Гуся, организатор и вдохновитель всего дела, боялся, что банка с Хомой стоит некрепко. Ему хотелось торжественности и порядка. Покойник нисколько не напоминал Герду Семеновну, скорее он походил на Гусина отца, во всяком случае, у Хомы, как у отца, были усы, а у Герды Семеновны их не было. А пошли бы. Никогда не буду носить усов. Перед Гусей вновь замелькали кадры домашних скандалов. Он с отвращением подумал, что вырастет, женится, и жена будет говорить ему, что он урод и неудачник. Нет, я не такой, не хочу быть таким. Тогда ему представилось, что у него некрасивая старая жена (вроде Герды Семеновны), и это он отчитывает ее за то, что она загубила его молодость. Никогда не женюсь.

Последним в процессии шел Вася Карабинов, розовый полнотелый очкарик. Он плакал. Остальные переносили тяжелую потерю мужественнее. Гуся искоса посмотрел на чувствительного Карабинова.

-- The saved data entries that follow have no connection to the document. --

PR #165840, opened 2025-10-18
[BE][Ez]: Update Eigen to 5.0.0. C++14 support and more!

Skylion007:
Update Eigen pin to 5.0.0 . Tons of new features and perf improvements. Most importantly updates minimum from C++03 to C++14 giving a ton of performance optimizations like properly implemented move operators, simplified code, etc. Also improved vectorization particularily on ARM. We really only use this library as a fallback for sparse operators, but still useful to update it.


albanD (approved):
Thx!

PR #165841, opened 2025-10-18
[BE][Ez]: Update torch.is_tensor documentation

Skylion007:
TypeIs propogates the isinstance check with the typing system. They are now equivalent.

cc @svekars @sekyondaMeta @AlannaBurke


albanD (approved):
Sure

PR #165842, opened 2025-10-18
[BE]: Update kleidai submodule to v1.15.0

Skylion007:
This mostly just adds a few new kernels and fixes some IMA and performance improvement of prev kernels. Also improves compiler support.


albanD (approved):
Thx

PR #165843, opened 2025-10-18
Implement an AOT precompile mode for standalone_compile

jamesjwu:
* #165844
* __->__ #165843

This PR introduces an `aot` flag to standalone_compile that uses BundledAOTAutogradCacheEntry, and then allows regional_inductor to use this so that we can start aot compiling regional compiler graphs. The diff above this will attempt to allow GraphPickler to fully serialize graphs that have regionally compiled subgraphs. 


torch/_inductor/standalone_compile.py
```diff
@@ -187,13 +188,84 @@ def load(
             return CompiledArtifact(lambda *args: compiled_fn(list(args)), None)
 
 
+class AOTCompiledArtifact(CompiledArtifact):
```
oulgen, line 264: this literally overrides every method of the base class, maybe make an interface and have both of these be implementations?

alternatively, can this class just be inlined into the  CompiledArtifact class?

oulgen (changes requested):
tests?

jamesjwu:
There are existing tests in `test_regional_inductor.py` to make sure compilation still works. It's hard to test serialization end to end without implementing GraphPickler above this diff, but I can write some basic unit tests as well for the main data structure.

jamesjwu:
- Update so that torch._inductor.CompiledArtifact.load and torch._inductor.standalone_compile's interfaces are BC compatible, i.e. old usages do not break at all.

torch/fx/passes/regional_inductor.py
```diff
@@ -56,13 +58,12 @@ def _compile_submod(gm, prefix):
 
             submod = getattr(gm, node.target)
 
-            # _dummy_wrapper is to make call_function happy
-            compiled_submod = _dummy_wrapper(
-                torch._inductor.standalone_compile(
-                    submod, fake_inputs, dynamic_shapes="from_tracing_context"
-                )
+            compiled_fn = torch._inductor.standalone_compile(
+                submod, fake_inputs, dynamic_shapes="from_tracing_context", aot=True
```
oulgen, line 62: why do we want this True?

oulgen (approved):

torch/fx/passes/regional_inductor.py
jamesjwu: TLDR: in regional inductor, we want to be able to load and save entire GraphModules that have multiple nodes each of which call standalone compile. Using AOT mode means that it's much easier to save the bigger graph module with all of its compile artifacts, instead of relying on indirect caching

PR #165844, opened 2025-10-18
Allow GraphPickler to pickle graph modules containing AOTCompiled subgraphs

jamesjwu:
* #166002
* #165996
* __->__ #165844
* #165843

This PR allows GraphPickler to pickle aot_eager graph modules that have regional inductor bits in them, with a few exceptions: 
- FlexAttentionBackward isn't marked cacheable, so those tests don't work immediately since we're not sure how to serialize it. But it's safe to serialize/cache, so the next PR fixes those unit tests. 
- It seems that when reloading a GraphPickled object, we don't recompile subgraphs. Will investigate this in a future PR

All unit tests in test_regional_inductor are parameterized so that we try serializing and deserializing the returned graph module before returning. 


torch/_inductor/utils.py
```diff
@@ -2226,15 +2226,15 @@ def run_and_get_code(
 ) -> tuple[_T, list[str]]:
     from .graph import GraphLowering
 
-    source_codes: list[str] = []
+    source_codes: OrderedSet[str] = OrderedSet()
```
jamesjwu, line 2229: In the serialize path, we will call output_codes twice: the first time before serialization, and a second time on deserialization. There's no particular reason we need duplicate source_codes so I changed this to be a set. Will confirm no other test failures because of this

oulgen (approved):

PR #165851, opened 2025-10-19
Enable PLW0127 in ruff

cyyever:
This PR enables `PLW0127` in ruff, which checks self-assignment of variables with the form `var=var`.

cc @H-Huang @awgu @wanchaol @fegin @fduwjj @wz337 @wconstab @d4l3k @pragupta @msaroufim @dcci @voznesenskym @penguinwu @EikanWang @jgong5 @Guobing-Chen @XiaobingSuper @zhuhaozhe @blzheng @wenzhe-nrv @jiayisunx @ipiszy @chenyang78 @kadeng @muchulee8 @amjames @chauhang @aakhundov @coconutruben @Lucaskabela

### DIFF
--- a/torch/nn/attention/__init__.py
+++ b/torch/nn/attention/__init__.py
@@ -36,7 +36,6 @@ WARN_FOR_UNFUSED_KERNELS = False
 
 # Hacks for Sphinx documentation:
 # https://stackoverflow.com/questions/38765577/overriding-sphinx-autodoc-alias-of-for-import-of-private-class
-SDPBackend = SDPBackend
 r"""An enum-like class that contains the different backends for scaled dot product attention.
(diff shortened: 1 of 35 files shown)


Lucaskabela (approved):
LGTM

torch/nn/attention/__init__.py
```diff
@@ -36,7 +36,6 @@
 
 # Hacks for Sphinx documentation:
 # https://stackoverflow.com/questions/38765577/overriding-sphinx-autodoc-alias-of-for-import-of-private-class
-SDPBackend = SDPBackend
```
albanD, line 39: Should we remove the comment above if we're removing this?

cyyever: Yes we should, let me remove them.

PR #165856, opened 2025-10-19
Move AT_DISPATCH_V2 helper macros to headeronly and add THO_DISPATCH_V2_TMPL

pearu:
Problem: the migration of `AT_DISPATCH_V2` macros to headeronly cannot be a simple copy-paste of macro definitions from one header file to another because the macros `AT_DISPATCH_SWITCH` and `AT_DISPATCH_CASE` may use functions that cannot be migrated to headeronly, e.g. when a selective build feature is enabled, there will be functions that are generated. On the other hand, when not using selective build, the dtype-dispatch macros are perfectly suitable for migrating to headeronly.

In this PR, the migration problem above is tackled by refactoring `AT_DISPATCH` related macros into headeronly macros and non-headeronly macros while preserving the current API and semantics. For instance, consider the current V2 macro definitions:
```c++
#define AT_DISPATCH_V2(TYPE, NAME, BODY, ...) \
  AT_DISPATCH_SWITCH(TYPE, NAME, AT_AP_VAR(AT_WRAP(BODY), TYPE, __VA_ARGS__))
#define AT_AP_VAR(N, T, ...) \
  AT_EXPAND(AT_CONCAT(AT_AP, AT_NUM_ARGS(__VA_ARGS__))(AT_WRAP(N), __VA_ARGS__))
#define AT_AP1(N, _1) AT_DISPATCH_CASE(_1, N)
...
```
where the headeronly-migration-problematic parts are using AT_DISPATCH_SWITCH and AT_DISPATCH_CASE macros (defined in ATen/Dispatch.h). In this PR, we introduce parametric versions of `AT_DISPATCH_V2` and `AT_AP1` macros that have `_TMPL` suffices, have DISPATCH_SWITCH and DISPATCH_CASE arguments, and are define in `torch/headeronly/core/Dispatch_v2.h`:
```c++
#define THO_DISPATCH_V2_TMPL(                               \
    DISPATCH_SWITCH, DISPATCH_CASE, TYPE, NAME, BODY, ...) \
  DISPATCH_SWITCH(                                         \
      TYPE,                                                \
      NAME,                                                \
      THO_AP_VAR_TMPL(DISPATCH_CASE, AT_WRAP(BODY), TYPE, __VA_ARGS__))
#define THO_AP_VAR_TMPL(C, N, T, ...) \
  AT_EXPAND(                         \
      AT_CONCAT(THO_AP, AT_NUM_ARGS(__VA_ARGS__))(C, AT_WRAP(N), __VA_ARGS__))
#define THO_AP1(C, N, _1) C(_1, N)
...
```
so that original V2 macro definition, defined in ATen/Dispatch_v2.h,  becomes:
```c++
#define AT_DISPATCH_V2(TYPE, NAME, BODY, ...) \
  THO_DISPATCH_V2_TMPL(                        \
      AT_DISPATCH_SWITCH,                     \
      AT_DISPATCH_CASE,                       \
      TYPE,                                   \
      NAME,                                   \
      AT_WRAP(BODY),                          \
      __VA_ARGS__)
```
that has exactly the same API and semantics as the original definition.

Note 1: ~we have changed the definition of `AT_AP1(N, _1) ...` to `AT_AP1(C, N, _1) ...` without renaming `AT_AP1` because `AT_AP1` is a helper macro that is not a part of public API (for instance, nothing in pytorch explicitly uses `AT_AP1`).~ UPDATE: restored the original `AT_AP` macros and introduced new `THO_AP` macros.

Note 2: this PR introduces a new API macro THO_DISPATCH_V2_TMPL that will be available for stable ABI users who can use it by providing custom versions of `AT_DISPATCH_SWITCH` and `AT_DISPATCH_CASE macros, say, with selective build features removed.

* #166629
* __->__ #165856


torch/headeronly/core/Dispatch_v2.h
janeyx99, line 1: Can you split this file up into what APIs are new (not in the original header) and how they are different from the non header only APIs? Right now it is confusing what is a migration vs what APIs have inherently changed.

From what I understand of the current PR, the generated macros, like `AT_AP1` will have different behavior depending on whether the headeronly version or the Aten version of the file is included, which is not the desired semantic. I'd prefer having two sets of different APIs that remain consistent with themselves.

pearu: > Can you split this file up into what APIs are new (not in the original header) and how they are different from the non header only APIs? Right now it is confusing what is a migration vs what APIs have inherently changed.

I have addressed this question in the PR description by providing the migration problem and how this PR resolves it. The aim is not to change APIs during the migration, but see the AT_AP1 note below.

> From what I understand of the current PR, the generated macros, like `AT_AP1` will have different behavior depending on whether the headeronly version or the Aten version of the file is included, which is not the desired semantic. I'd prefer having two sets of different APIs that remain consistent with themselves.

Note that `AT_AP1` is a helper macro that is not part of the public API and in fact is never used explicitly in torch source code. Hence, changing `AT_AP1` by introducing a new argument should be safe. If we would want to migrate really safely, we can introduce `AT_AP1_TMPL` as in
```c++
#define AT_AP1_TMPL(C, N, _1) C(_1, N)
#define AT_AP1(N, _1) AT_AP1_TMPL(AT_DISPATCH_CASE, N, _1)
```
so that `AT_AP1` will stay equivalent to its current definition, both API and semantics wise.

janeyx99: However, having AT_DISPATCH_V2 do different things based on what headers are included is inherently confusing/not explicit. Even if it makes migration a little harder (API names would have to be find+replace'd), the explicitness is worth keeping.

pearu: > However, having AT_DISPATCH_V2 do different things based on what headers are included is inherently confusing/not explicit.

This PR merely moves the AT_DISPATCH V2 helper macros to headeronly but the definition of `AT_DISPATCH_V2` macro still stays in `ATen/Dispatch_v2.h` as it uses non-headeronly `AT_DISPATCH_SWITCH/CASE` macros (I agree that the title of this PR was misleading). So, 
"having AT_DISPATCH_V2 do different things based on what headers are included" is incorrect as only one of the header files provides `AT_DISPATCH_V2`.

> Even if it makes migration a little harder (API names would have to be find+replace'd), the explicitness is worth keeping.

This PR has two header files, torch/headeronly/core/Dispatch_v2.h and ATen/Dispatch_v2.h, and I guess from the comment that your assumption is that including torch/headeronly/core/Dispatch_v2.h gives the AT_DISPATCH_V2 macro. With this PR, this is not true and it cannot be so in general. The headeronly Dispatch_v2.h only provides `AT_DISPATCH_V2_TMPL` macro that users may use to define custom DISPATCH_V2 macros, similarly to how `AT_DISPATCH_V2` is defined in ATen/Dispatch_v2.h, just with custom DISPATCH_SWITCH/CASE macros.

That said, to make torch/headeronly/core/Dispatch_v2.h useful for stable ABI programs, it should provide, say, a `THO_DISPATCH_V2` macro without the selective build support, exactly as is the MY_DISPATCH_V2 macro defined in test/cpp/aoti_abi_check/test_dispatch.cpp.
I suggest implementing this feature (provided that the naming `THO_DISPATCH_V2` is ok) in a follow-up PR as it is a new public feature. What do you think?

pearu: https://github.com/pytorch/pytorch/pull/166629 adds THO_DISPATCH_V2.

torch/headeronly/core/Dispatch.h
```diff
@@ -0,0 +1,40 @@
+#pragma once
+
+#include <torch/headeronly/core/ScalarType.h>
+
+#define AT_PRIVATE_CASE_TYPE_USING_HINT_TMPL(PRELUDE, enum_type, HINT, ...)   \
```
janeyx99:
```suggestion
#define THO_PRIVATE_CASE_TYPE_USING_HINT_TMPL(PRELUDE, enum_type, HINT, ...)   \
```
and below too for clarity

torch/headeronly/core/Dispatch.h
```diff
@@ -0,0 +1,40 @@
...
+}
+} // namespace detail
+
+#define AT_DISPATCH_SWITCH_TMPL(                                            \
+    PRELUDE, CHECK_NOT_IMPLEMENTED, TYPE, NAME, ...)                        \
+  [&] {                                                                     \
+    const auto& the_type = TYPE;                                            \
+    constexpr const char* at_dispatch_name = NAME;                          \
+    /* don't use TYPE again in case it is an expensive or side-effect op */ \
+    c10::ScalarType _st = ::detail::scalar_type(the_type);                  \
```
janeyx99:
```suggestion
    torch::headeronly::ScalarType _st = ::detail::scalar_type(the_type);                  \
```

torch/headeronly/core/Dispatch_v2.h
```diff
@@ -0,0 +1,148 @@
...
+// documentation): AT_DISPATCH_V2_TMPL extends AT_DISPATCH_V2 with
+// extra DISPATCH_SWITCH and DISPATCH_CASE arguments for specifying
+// custom implementations of the original AT_DISPATCH_SWITCH and
+// AT_DISPATCH_CASE macros. Use the provided macros
+// AT_DISPATCH_SWITCH_TMPL and AT_DISPATCH_CASE_TMPL to define the
+// custom implementations of the switch and case macros, respectively.
+
+// Public API macros
+
+#define AT_DISPATCH_V2_TMPL(                               \
```
janeyx99: same here let's make the TMPL's THO_DISPATCH_V2_TMPL and etc.

torch/headeronly/core/Dispatch_v2.h
```diff
@@ -0,0 +1,148 @@
...
+      NAME,                                                \
+      AT_AP_VAR_TMPL(DISPATCH_CASE, AT_WRAP(BODY), TYPE, __VA_ARGS__))
+
+// This macro lets you pass an arbitrary expression that may contain internal
+// commas to another macro without having the commas causing the expression
+// to be interpreted as being multiple arguments
+#define AT_WRAP(...) __VA_ARGS__
+
+#define AT_FLOAT8_TYPES                                                 \
+  c10::ScalarType::Float8_e5m2, c10::ScalarType::Float8_e5m2fnuz,       \
```
janeyx99: torch::headeronly instead of c10 please!

torch/headeronly/core/Dispatch_v2.h
```diff
@@ -0,0 +1,148 @@
...
+#define AT_QINT_TYPES \
+  c10::ScalarType::QInt8, c10::ScalarType::QUInt8, c10::ScalarType::QInt32
+// NB: not *actually* all types
+#define AT_ALL_TYPES AT_EXPAND(AT_INTEGRAL_TYPES), AT_EXPAND(AT_FLOATING_TYPES)
+#define AT_ALL_TYPES_AND_COMPLEX \
+  AT_EXPAND(AT_ALL_TYPES), AT_EXPAND(AT_COMPLEX_TYPES)
+
+// Helper macros
+
+#define AT_AP_VAR_TMPL(C, N, T, ...) \
```
janeyx99: rename to THO... and document how it's diff from AT_AP_VAR

torch/headeronly/core/Dispatch_v2.h
```diff
@@ -0,0 +1,148 @@
...
+    print(f'#define AT_AP{i}(C, N, {args}) {cases}')
+
+#endif
+
+// Begin generated code
+// clang-format off
+
+#define AT_NUM_ARGS(...) AT_EXPAND(AT_NUM_ARGS_AUX(__VA_ARGS__, 60, 59, 58, 57, 56, 55, 54, 53, 52, 51, 50, 49, 48, 47, 46, 45, 44, 43, 42, 41, 40, 39, 38, 37, 36, 35, 34, 33, 32, 31, 30, 29, 28, 27, 26, 25, 24, 23, 22, 21, 20, 19, 18, 17, 16, 15, 14, 13, 12, 11, 10, 9, 8, 7, 6, 5, 4, 3, 2, 1, 0))
+#define AT_NUM_ARGS_AUX(_1, _2, _3, _4, _5, _6, _7, _8, _9, _10, _11, _12, _13, _14, _15, _16, _17, _18, _19, _20, _21, _22, _23, _24, _25, _26, _27, _28, _29, _30, _31, _32, _33, _34, _35, _36, _37, _38, _39, _40, _41, _42, _43, _44, _45, _46, _47, _48, _49, _50, _51, _52, _53, _54, _55, _56, _57, _58, _59, _60, N, ...) N
+#define AT_AP1(C, N, _1) C(_1, N)
```
janeyx99: Curious: where are these used?

These are also subtlely different from AT_AP... so we shouldn;t delete those and we should rename these.

janeyx99 (commented):
Thanks. This is indeed closer.

torch/headeronly/core/Dispatch_v2.h
pearu: AT_AP1, etc are used in AT_AP_VAR and AT_AP_VAR_TMPL macros. Notice the AT_CONCAT result in
```
#define AT_AP_VAR_TMPL(C, N, T, ...) \
  AT_EXPAND(                         \
      AT_CONCAT(AT_AP, AT_NUM_ARGS(__VA_ARGS__))(C, AT_WRAP(N), __VA_ARGS__))
```

torch/headeronly/core/Dispatch.h
pearu: Replaced `AT_` prefix with `THO_`.

torch/headeronly/core/Dispatch.h
pearu: Applied.

torch/headeronly/core/Dispatch_v2.h
pearu: Applied.

torch/headeronly/core/Dispatch_v2.h
pearu: Fixed.

torch/headeronly/core/Dispatch_v2.h
pearu: Done.

torch/headeronly/core/Dispatch_v2.h
pearu: `AT_AP` macros are now restored and added `THO_AP` macros.

aten/src/ATen/Dispatch_v2.h
```diff
@@ -74,41 +79,26 @@
...
+      AT_DISPATCH_SWITCH,                     \
+      AT_DISPATCH_CASE,                       \
+      TYPE,                                   \
+      NAME,                                   \
+      AT_WRAP(BODY),                          \
+      __VA_ARGS__)
+
+// Helper macros, kept for BC:
 #define AT_WRAP(...) __VA_ARGS__
+#define AT_EXPAND(X) X
```
janeyx99: nit: These can be header only--no need to keep two versions of these.

torch/headeronly/core/Dispatch_v2.h
```diff
@@ -0,0 +1,161 @@
...
+    DISPATCH_SWITCH, DISPATCH_CASE, TYPE, NAME, BODY, ...) \
+  DISPATCH_SWITCH(                                         \
+      TYPE,                                                \
+      NAME,                                                \
+      THO_AP_VAR_TMPL(DISPATCH_CASE, THO_WRAP(BODY), TYPE, __VA_ARGS__))
+
+// This macro lets you pass an arbitrary expression that may contain internal
+// commas to another macro without having the commas causing the expression
+// to be interpreted as being multiple arguments
+#define THO_WRAP(...) __VA_ARGS__
```
janeyx99: Since this is just a normal helper, it doesn't really need the THO prefix. It could just be WRAP and EXPAND--what do you think?

torch/headeronly/core/Dispatch_v2.h
```diff
@@ -0,0 +1,161 @@
...
+// Helper macros
+
+// THO_AP_VAR_TMPL is same as AT_AP_VAR but with a custom
+// DISPATCH_CASE macro argument:
+#define THO_AP_VAR_TMPL(C, N, T, ...)                       \
+  THO_EXPAND(THO_CONCAT(THO_AP, THO_NUM_ARGS(__VA_ARGS__))( \
+      C, THO_WRAP(N), __VA_ARGS__))
+#define THO_CONCAT(a, b) THO_CONCAT_AUX(a, b)
+#define THO_CONCAT_AUX(a, b) a##b
+#define THO_EXPAND(X) X
```
janeyx99: these are also just helpers we don't need to duplicate.

torch/headeronly/core/Dispatch_v2.h
```diff
@@ -0,0 +1,161 @@
...
+// Python code to regenerate generate code below:
+#if 0
+
+num_args = 60
+
+nums = ', '.join(str(i) for i in reversed(range(num_args+1)))
+args = ', '.join(f'_{i}' for i in range(1, num_args+1))
+
+print(f'#define THO_NUM_ARGS(...) THO_EXPAND(THO_NUM_ARGS_AUX(__VA_ARGS__, {nums}))')
+print(f'#define THO_NUM_ARGS_AUX({args}, N, ...) N')
```
janeyx99: this bit is the same as the AT bits right? like AT_NUM_ARGS is the same as THO_NUM_ARGS? Would it be possible to define these APIs in this file and update the ATen version to use these?

janeyx99 (commented):
Approach is good, there are some things we could share more though i've commented on below

aten/src/ATen/Dispatch_v2.h
pearu: AT_WRAP/EXPAND are now defined in header only.

torch/headeronly/core/Dispatch_v2.h
pearu: I renamed these back to AT_WARP/EXPAND as these are public macros that users may need. 

In fact, for BE, AT_WRAP could have a more general usage as it is a known workaround to a CPP quirk where commas in code blocks that are passed as macro arguments need to be protected from misinterpretation. For instance, the following code

https://github.com/pytorch/pytorch/blob/a51208c656fb3e9a8b091a4d181f9a9cda783c04/aten/src/ATen/core/TensorAccessor.h#L261-L268

could be simplified to

```c++
// Old name for `GenericPackedTensorAccessor`
template <typename T, size_t N, template <typename U> class PtrTraits = DefaultPtrTraits, typename index_t = int64_t>
C10_DEFINE_DEPRECATED_USING(PackedTensorAccessor, AT_WRAP(GenericPackedTensorAccessor<T, N, PtrTraits, index_t>))
```

torch/headeronly/core/Dispatch_v2.h
pearu: Removed duplication.

Btw, `AT_EXPAND` is generally useful while `AT_CONCAT` has only a specific use in this file.

torch/headeronly/core/Dispatch_v2.h
pearu: Correct and yes. Your suggestion is applied.

aten/src/ATen/Dispatch_v2.h
janeyx99, line 1: lines 108 and 109 can be deleted, right?

janeyx99 (approved):

janeyx99:
thanks @pearu !!

aten/src/ATen/Dispatch_v2.h
pearu: Yes, good catch! Removed.

PR #165869, opened 2025-10-19
Add "where" to arg_parser

sumantro93:
Fixes #165799


torch/csrc/utils/python_arg_parser.cpp
```diff
@@ -119,7 +119,8 @@ bool should_allow_numbers_as_tensors(const std::string& name) {
       "floor_divide",
       "floor_divide_",
       "floor_divide_out",
-      "_conj"}; // _conj needed because mul.Tensor backward calls it
+      "_conj", // _conj needed because mul.Tensor backward calls it
+      "where"};
```
albanD, line 123: cc @zou3519 any concern with adding this one?

albanD (changes requested):
The removed file is definitely wrong.

Also we would need to add test to this in common_method_invocations.py by adding new sample inputs there for where.

torch/csrc/utils/python_arg_parser.cpp
sumantro93: I can add the test, yes the file deletion was wrong.. :( I will fix this PR

PR #144651, opened 2025-01-12
[MPS] lu factor ex implementation

Isalia20:
Implements `torch.linalg.lu_factor_ex`

PR #99269, opened 2023-04-16
[MPS] Add lu_factor

qqaatw:
Stack from [ghstack](https://github.com/ezyang/ghstack) (oldest at bottom):
* __->__ #99269

### <samp>🤖 Generated by Copilot at d75cde1</samp>

Added MPS support and autograd formulas for LU factorization of tensors. Implemented the `linalg_lu_factor` and `linalg_lu_factor.out` functions for the MPS backend in `LinearAlgebra.mm` and added tests in `test_mps.py`. Added the corresponding dispatch entries in `native_functions.yaml` and the backward and forward formulas in `derivatives.yaml`.

PR #165871, opened 2025-10-19
[MPS] Fix parity between CPU and MPS on singular matrices in linalg.lu_factor

### LINKED ISSUE #165870: [MPS] torch.linalg.lu_factor on singular matrices different between CPU and MPS
### 🐛 Describe the bug

Follow up from https://github.com/pytorch/pytorch/pull/165254#issuecomment-3408776145.

`lu_factor` on a singular matrix should result in an error like it does on the CPU, but currently does not:
```python
import torch

t = torch.tensor([[1.0, 2.0], [2.0, 4.0]], device="mps")
torch.linalg.lu_factor(t)
```

On the CPU:
> RuntimeError: torch.linalg.lu_factor: U[2,2] is zero and using it on lu_solve would result in a division by zero. If you still want to perform the factorization, consider calling linalg.lu(A, pivot) or linalg.lu_factor_ex(A, pivot)

### Versions

```
PyTorch version: 2.9.0
Is debug build: False

OS: macOS 15.6.1 (arm64)
Clang version: 17.0.0 (clang-1700.3.16.4)
CMake version: version 3.31.5
Libc version: N/A

Python version: 3.12.8 (main, Mar 24 2025, 16:58:11) [Clang 16.0.0 (clang-1600.0.26.6)] (64-bit runtime)
Python platform: macOS-15.6.1-arm64-arm-64bit
Is CUDA available: False
CUDA runtime version: No CUDA
cuDNN version: No CUDA
Is XPU available: False
HIP runtime version: N/A
MIOpen runtime version: N/A
Is XNNPACK available: True

CPU:
Apple M4 Max

[pip3] numpy==2.3.3
[pip3] torch==2.9.0
[conda] Could not collect
```

inventshah:
Fixes #165870. Follow up from #165254.

This PR [a] removes the MPS specific version of `lu_factor` in favor of the version in BatchedLinearAlgebra.cpp which uses `lu_factor_ex`, and [b] updates `lu_factor_ex` error codes to match expectations.

When `lu_factor` was first implemented for MPS (#99269), it bypassed the implementation in BatchedLinearAlgebra.cpp since we did not have `lu_factor_ex`. Since #144651 implements `lu_factor_ex`, we can now remove the MPS specific wrapper.

### DIFF
--- a/aten/src/ATen/native/mps/operations/LinearAlgebra.mm
+++ b/aten/src/ATen/native/mps/operations/LinearAlgebra.mm
@@ -338,6 +338,8 @@ static void linalg_lu_factor_ex_out_mps_impl(const Tensor& A,
           ". See https://developer.apple.com/documentation/metalperformanceshaders/mpsmatrixdecompositionstatus for details.");
     }
   }
+
+  map_mps_decomposition_error_code_to_blas(info);
 }
 
 static void linalg_solve_out_mps_impl(const Tensor& A,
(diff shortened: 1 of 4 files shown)


kulinseth (approved):

albanD (approved):
Nice simplification, thanks!

PR #165874, opened 2025-10-19
[rfc] add debug mode to print meta in fx graphs

bobrenjc93:
* __->__ #165874
* #165893

quite useful in debugging things like unbacked bindings (and presumably other mechanisms that dependent on meta including activation checkpointing and stack trace printing)

CleanShot 2025-10-21 at 09 41 54@2x


ezyang (approved):
suuuure why not

PR #165888, opened 2025-10-20
Add `tabulate` as a PyTorch runtime dependency

xuantengh:
Fixes #144564, cc @zou3519


malfet (changes requested):
First we need an agreement, that out of number of options we want to standardize on `tabulate`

Карабинов часто задерживался рядом с драценой, рыбками и Хомой, вызывался ухаживать за комнатной живностью. Его вообще трогало всякое проявление нечеловеческой жизни. Муравьи, кузнечики, даже отчасти мухи, уже не говоря о близких ему по духу собаках и кошках, манили какой-то другой формой существования, которая была важна сама по себе и за которой человек, то есть Карабинов Вася, мог только подглядывать. Подглядывать было интересно, а наблюдать смерть – страшно. Гусе же плакать не хотелось, ему хотелось хоронить: так осуществлялась фантазия и в то же время шла репетиция какого-то спектакля по еще не написанной пьесе.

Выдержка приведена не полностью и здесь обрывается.